GET /observationforgenetics

GET /reportforgenetics

GET /orderforgenetics

GET /hlaresult

GET /consensus-sequence-block

GET /familymemberhistory-genetic

Authentication

Registration

  • Go to http://localhost:2048 in your browser, register an account and login. Then you can register an application.

    For example:

    #Application Registration
    Application name: Genomics-Advisor
    Redirect URL: http://localhost:8000/recv_redirect
    Launch URL: http://localhost:8000/fhir-app/launch.html
  • Then you will have an App id and an App secret (They correspond to clientid and clientsecret in OAuth2) on your app dashboard.

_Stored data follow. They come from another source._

PR #33553, opened 2025-02-12
Chore/more refactoring of data fetchers methods

joshenlim:
React queries updated in this PR:

- bucket-object-download-mutation 
  - JFYI for this one we can't use openapi-fetch's method as they don't support receiving octet-stream responses, left comments for context
  - [ ] Platform + Local: Check downloading an object
- postgres-service-status-query
  - [ ] Platform: Check postgres service status in a project home page 
- password-strength
  - [ ] Platform: Test password strength bar when creating new project
- free-project-member-limit-check-query
  - [ ] Platform: Test free project member limit when creating a new project in a org which has a member hitting said limit
- exit-survey-send
  - [ ] Platform: Test downgrading project to Free and submitting an exit survey
- project-disk-resize-mutation
  - [ ] Platform: Test updating disk size in project's settings -> compute and disk
- project-update-mutation
  - [ ] Platform: Test updating project name
- project-postgrest-config-query
  - [ ] Platform: Test viewing Project's Data API Settings
- project-postgrest-config-update-mutation
  - [ ] Platform: Test updating Project's Data API Settings 
- organization-audit-logs-query
  - [ ] Platform: Test viewing and filtering on organization audit logs 
- organization-member-delete-invitation
  - [ ] Platform: Test removing an organization member

### DIFF
--- a/apps/studio/data/storage/bucket-object-download-mutation.ts
+++ b/apps/studio/data/storage/bucket-object-download-mutation.ts
@@ -3,7 +3,7 @@ import { toast } from 'sonner'
 
 import { components } from 'data/api'
 import { post } from 'lib/common/fetch'
-import { API_URL } from 'lib/constants'
+import { API_URL, IS_PLATFORM } from 'lib/constants'
 import { ResponseError } from 'types'
 
 type DownloadBucketObjectParams = {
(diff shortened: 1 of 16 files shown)


apps/studio/data/storage/bucket-object-download-mutation.ts
```diff
@@ -18,9 +18,10 @@ export const downloadBucketObject = async (
 ) => {
   if (!bucketId) throw new Error('bucketId is required')
 
-  // has to use lib/common/fetch post because the other post doesn't support wrapping blobs
+  // [Joshen] JFYI we have to use lib/common/fetch post as post from openapi-fetch doesn't support receiving octet-streams
+  // Opting to hard code /platform for non platform just for this particular mutation, so that it's clear what's happening
   const response = await post(
```
alaister, line 23: Just for future reference we can also just opt for regular `fetch()` instead of these old methods.

alaister (approved):
LGTM!

- Tested on preview

apps/studio/data/storage/bucket-object-download-mutation.ts
alaister:
```
const headers = await constructHeaders()
const response = await fetch(`${BASE_PATH}/path`, { headers, signal })
```

joshenlim: Ahh yeah good point actually, was wondering about that cause end goal i guess is to just deprecate the whole lib/common/fetch folder

Will look into that separately when i clean up the old methods! 🙏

How to get access to the API using OAuth2

  • redirect your user to the authorization page with following parameters.

    For example, you may be asked for permission to read all of the user's Patient and Sequence resources.

    Configuration:

    client_id: [your client id]
    response_type: "code"
    scope: "user/Sequence.read user/Patient.read"
    // space-delimited list of scope
    redirect_uri: [redirect uri you put on your app dashboard]
    state: [optional, i.e. you whatever you want here]client_id: [your client id]

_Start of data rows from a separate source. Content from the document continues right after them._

PR #33560, opened 2025-02-12
fix:  clarify peak connections

pamelachia:

YES

- clarifying that realtime peak connections means concurrent peak connections. To follow other parts of billing where we say concurrent peak connections.
- Also there is a concern that [here](https://supabase.com/docs/guides/realtime/quotas#quotas-by-plan) we describe it as concurrent clients instead of concurrent connections but we use them interchangeably in this page. 
- resolves GROWTH-282


kevcodez (approved):

staaldraad (approved):

apps/studio/components/interfaces/Organization/BillingSettings/BillingBreakdown/BillingBreakdown.constants.ts
```diff
@@ -74,7 +74,7 @@ export const BILLING_BREAKDOWN_METRICS: Metric[] = [
   },
   {
     key: PricingMetric.REALTIME_PEAK_CONNECTIONS,
-    name: 'Realtime Peak Connections',
+    name: 'Realtime Peak Concurrent Connections',
```
charislam, line 77: this one says "peak concurrent" and the one below says "concurrent peak", let's standardize on one

charislam (approved):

    In the case of using the local API server, the url of the authorization page is http://localhost:2048/auth/authorize.

  • If everything goes well, the user will be redirected to your redirect uri with following parameters:
    code: [authorization code you will be using to exchange for access token]
    state: [this will be the `state` you put in last step]
  • Now you can exchange your code with a access token, which you can use to access the API.
  • Simply make a POST request to the server, with following data,
    grant_type: "authorization_code",
    client_id: [client id],
    client_secret: [client secret],
    redirect_uri: [redirect uri],
    code: [code you obatined in last step]

    In the case of using the local API server, the url is http://localhost:2048/auth/token

  • You will then get this JSON as a response:
    {
    'access_token': [access token],
    'expires_in': 3600,
    'token_type': 'bearer'
    }
  • Now that you have access token, you can make an authorized request to the API by using this header in your HTTP request.